Qiu Xiaolong was born in Shanghai and one of the great pleasures of these books comes from the way he captures the look and feel of what is now China’s most dynamic city in the early stages of its transformation. He takes the reader into the traditional neighborhoods of the city, now increasingly attractions preserved for tourists, into the neighborhoods only seldom visited by tourists where most of Shanghai’s workers live, and into the now world of wealth that has rebuilt parts of the city.

And Qiu Xiaolong takes the reader on this tour at the most interesting moment in China’s recent history. Death of a Red Heroine, for example, is set 10 years or so after Deng Xiaoping proclaimed the economic reforms that made it okay to get rich in China. The book captures all the wonder of the beginnings of Chinese capitalism and all the ambivalence that many Chinese felt (and still feel about that transformation.) Many of the witnesses that Inspector Chen Cao tries to interview in his investigation of the death of a model worker are afraid to talk about an official national heroine because they still feel the trauma of the Cultural Revolution and aren’t quite sure what the new rules are.

Have I mentioned that these are, as mysteries, simply great reads? Death of a Red Heroine won the Anthony Award for best first mystery novel in 2001.

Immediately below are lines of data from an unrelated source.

PR #7014, opened 2025-02-23
docs: change code refs to include info about Backdrop config storage options, fixes #7013

laryn:
## The Issue

- #7013

DDEV provides helpful information regarding Backdrop's config after importing a database. As of Backdrop 1.28.0, this information is slightly outdated so I'd like to update it.

## How This PR Solves The Issue

Minor touch to adjust language slightly and give additional context about config storage options.

## Manual Testing Instructions

    1. Spin up a Backdrop site.
    2. Export the database.
    3. Import the database.
    4. Read the message that DDEV provides.

## Automated Testing Overview

No additional tests needed as it's just a minor text adjustment.

## Release/Deployment Notes

n/a

PR #7037, opened 2025-02-28
docs: add Backdrop-specific config considerations.

laryn:
## The Issue

Backdrop's config storage options can be confusing with local development, so it would be good to have a short description of the options as discussed in https://github.com/ddev/ddev/pull/7014#issuecomment-2677157148

As well, it is worth mentioning Backdrop's command line tool, `bee`. 

Review rendered at https://ddev--7037.org.readthedocs.build/en/7037/users/usage/cms-settings/#backdrop-specifics

### DIFF
--- a/docs/content/users/usage/cms-settings.md
+++ b/docs/content/users/usage/cms-settings.md
@@ -34,6 +34,14 @@ This environment variable is set `true` by default in DDEV’s environment, and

Inspector Chen is the classic detective as outsider—with a very Chinese twist. A poet and translator of T.S.Eliot, arbitrarily assigned by the state bureaucracy to a job as a police inspector in Shanghai, he doesn’t fit in anywhere. Not in the police department where his acquisition of a tiny apartment–with “no real kitchen, only a narrow corridor containing a couple of gas burners tucked into the corner, with a small cabinet hanging on the wall above. No real bathroom either”—ahead of more senior officers and colleagues with families arouses jealousy and suspicion that he has political connections. Not in the world of the up-and-coming professional class out to see how far the “new” China will let them go. And not in the world of real politik where party officials expect him to investigate crimes only as long as they don’t enter dangerous ground.

Give this outsider a sense that there’s a moral code above the decrees of the party and set him loose in a Shanghai with money and secrets and enjoy the fireworks.

I’ve only read the first four books of the six published so far. Of those my favorites are the first, Death of a Red Heroine and second A Loyal Character Dancer.

Red Mandarin Dress and The Mao Case, numbers five and six in the series, were both published in 2009.

Qiu Xiaolong has also translated the Tang and Song Dynasty poems that Inspector Chen so often quotes in the books in 100 Poems from Tang and Song Dynasties.

As you might imagine given the questions that Inspector Chen raises about the workings of the “new’ China, Qiu Xiaolong writes his novels from outside China. He has lived in St. Louis since 1988 where he teaches at Washington University.